あなたの問診不足で診断ズレると訴訟リスク増えます
dc/tmd criteriaの軸Iは、身体的な顎関節症の診断を行うための標準化された基準です。具体的には、筋痛(myalgia)、関節痛(arthralgia)、関節円板障害(disc displacement)などを分類します。例えば、開口時クリック音があり、再現性がある場合は円板転位復位ありと診断されます。つまり身体所見の整理です。
この軸の特徴は、再現性の高さです。同じ手順を踏めば、異なる歯科医でも同様の診断に近づきます。例えば、開口量40mm未満を制限とするなど、数値基準が明確です。これにより診断のばらつきが減少します。ここが重要です。
ただし、臨床では触診圧のばらつき(例:約1kg圧)で結果が変わることがあります。このズレが誤診につながるケースもあります。圧の標準化が条件です。
軸IIは心理社会的評価を扱います。具体的には、抑うつ、不安、疼痛関連障害の評価です。例えばPHQ-9やGAD-7などのスコアを用います。これは見落とされがちです。
実際、慢性TMD患者の約60〜70%に心理的要因が関与すると報告されています。つまり身体だけ診ても不十分です。この理解が基本です。
軸IIを省略すると、痛みの原因を誤認し、不要なスプリント治療や咬合調整に進むリスクがあります。結果として治療期間が数ヶ月単位で延びることもあります。時間の損失です。
このリスク回避の場面では、初診時に簡易スクリーニングを導入することで、心理因子の見逃しを防ぐ狙いがあります。その候補として、紙ベースの質問票を受付時に記入させる運用があります。1回で完結します。

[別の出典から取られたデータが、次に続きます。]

PR #51, opened 2019-07-21
layer-shell: Fix conflict with C++

plfiorini:
namespace is a C++ keyword and this makes this protocol incompatible,
rename the argument in a way that doesn't conflict.


ddevault:
No thanks. You should use a scanner designed for C++.

plfiorini:
Or write one :)
With QtWayland we already have a C++ generator but it relies on C code generated by `wayland-scanner` and that's the code that is causing build issues.
For now I have renamed `namespace` in my local copy.

PR #52, opened 2019-07-28
foreign-toplevel-management: Report the surface's parent

dos1:
Some window switchers, like mobile ones, may want to skip or group dialogs and other child windows on their window lists. Right now the only way to group toplevels is to use app_id, which will end up grouping too much in case of multiple toplevels with separate documents. Reporting on the toplevel's parent makes it easy to distinguish separate window stacks and act accordingly.

### DIFF
--- a/unstable/wlr-foreign-toplevel-management-unstable-v1.xml
+++ b/unstable/wlr-foreign-toplevel-management-unstable-v1.xml
@@ -25,7 +25,7 @@
     THIS SOFTWARE.
   </copyright>
 
-  <interface name="zwlr_foreign_toplevel_manager_v1" version="2">
+  <interface name="zwlr_foreign_toplevel_manager_v1" version="3">
     <description summary="list and control opened apps">
       The purpose of this protocol is to enable the creation of taskbars
       and docks by providing them with a list of opened applications and
@@ -68,7 +68,7 @@
     </event>
   </interface>
 
-  <interface name="zwlr_foreign_toplevel_handle_v1" version="2">
+  <interface name="zwlr_foreign_toplevel_handle_v1" version="3">
     <description summary="an opened toplevel">
       A zwlr_foreign_toplevel_handle_v1 object represents an opened toplevel
       window. Each app may have multiple opened toplevels.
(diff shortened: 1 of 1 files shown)


ddevault:
Note that this will only work if the client has bound an object to the parent topleve.

emersion:
>Note that this will only work if the client has bound an object to the parent toplevel.

Since toplevels are not globals, but are server-created objects via the `toplevel` event on the manager, it should be fine.

However the docs should specify what happens if the client has destroyed the toplevel that is the parent. No event? Event with null?

I'd also like to see a working implementation, just to make sure there are no issues we missed.

AdrianVovk:
Ping? This would be really great to have in the proto

ddevault:
Send patch?

dkondor:
Hi,

I'm interested in having this functionality and started working on an implementation.
I have a working example with wlroots + wayfire + cairo-dock, as a combination of these three branches:
https://github.com/dkondor/wlroots/tree/foreign-toplevel-report-parent
https://github.com/dkondor/wayfire/tree/foreign-toplevel-report-parent
https://github.com/dkondor/cairo-dock-core/tree/wayland_egl

So far, what I've tested is the simple rule that child views should not be displayed in the taskbar as separate icons. I have not tested more complicated functionality (grouping / mapping views together). I'm happy to create other examples beside cairo-dock which is a complex case, if needed. Should I create separate PRs for wlroots and wayfire?

Thanks!

ammen99:
> Hi,
> 
> I'm interested in having this functionality and started working on an implementation.
> I have a working example with wlroots + wayfire + cairo-dock, as a combination of these three branches:
> https://github.com/dkondor/wlroots/tree/foreign-toplevel-report-parent
> https://github.com/dkondor/wayfire/tree/foreign-toplevel-report-parent
> https://github.com/dkondor/cairo-dock-core/tree/wayland_egl
> 
> So far, what I've tested is the simple rule that child views should not be displayed in the taskbar as separate icons. I have not tested more complicated functionality (grouping / mapping views together). I'm happy to create other examples beside cairo-dock which is a complex case, if needed. Should I create separate PRs for wlroots and wayfire?
> 
> Thanks!

Yes, the protocol is waiting for implementation :)

ammen99:
> However the docs should specify what happens if the client has destroyed the toplevel that is the parent. No event? Event with null?

IMO no event makes more sense than event with null. After all, null events means no parent. Otherwise LGTM.

emersion:
OK, no event makes sense to me. After all, if the client has destroyed the toplevel, it's on them.

Can you add it to the protocol description?

dos1:
Is this working okay?

emersion (commented):
Yup, protocol changes LGTM. Waiting on the wlroots pull request to be reviewed before merging this.

emersion (approved):

emersion:
Thanks!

dc/tmd criteriaは従来のRDC/TMDよりも診断精度が向上しています。特に筋痛診断では感度0.90前後とされています。しかし、完全ではありません。ここが落とし穴です。
例えば、筋筋膜痛と神経障害性疼痛の鑑別は難しく、誤診率が約10〜15%程度存在すると言われます。つまり1割は外れる可能性があります。意外ですね。
この誤診は、鎮痛薬の不適切使用や長期通院につながることがあります。患者満足度の低下にも直結します。痛いですね。
この場面の対策として、疑わしい症例では神経内科やペインクリニックへの紹介を行うことで、診断精度を補完する狙いがあります。その候補は地域連携パスです。これだけ覚えておけばOKです。
検査手順は厳密に定義されています。例えば、触診は一定圧、開口測定は定規使用、クリック音は3回中2回以上で陽性と判断します。こうした基準が再現性を担保します。つまり手順がすべてです。
しかし現場では、省略や自己流アレンジが入りやすいです。例えば「軽く触るだけ」の触診では痛みの再現性が低下します。それで大丈夫でしょうか?
再現性が崩れると、診断の信頼性が低下し、カルテ記録の証拠力も弱くなります。特にトラブル時に問題になります。ここは重要です。
このリスク管理の場面では、院内でチェックリスト化することで手順の統一を図る狙いがあります。その候補は紙1枚のプロトコルです。〇〇が原則です。
dc/tmd criteriaは研究寄りの印象がありますが、実は保険診療でも応用可能です。例えば、症状分類をカルテに明記するだけでも、診療の一貫性が上がります。これは使えそうです。
独自視点として重要なのは「説明ツール」としての活用です。患者に「あなたは筋痛タイプです」と伝えるだけで理解度が上がります。納得感が違います。
さらに、分類ごとに治療方針を紐づけることで、治療の迷いが減ります。例えば筋痛ならセルフケア中心、関節障害なら運動療法などです。結論は体系化です。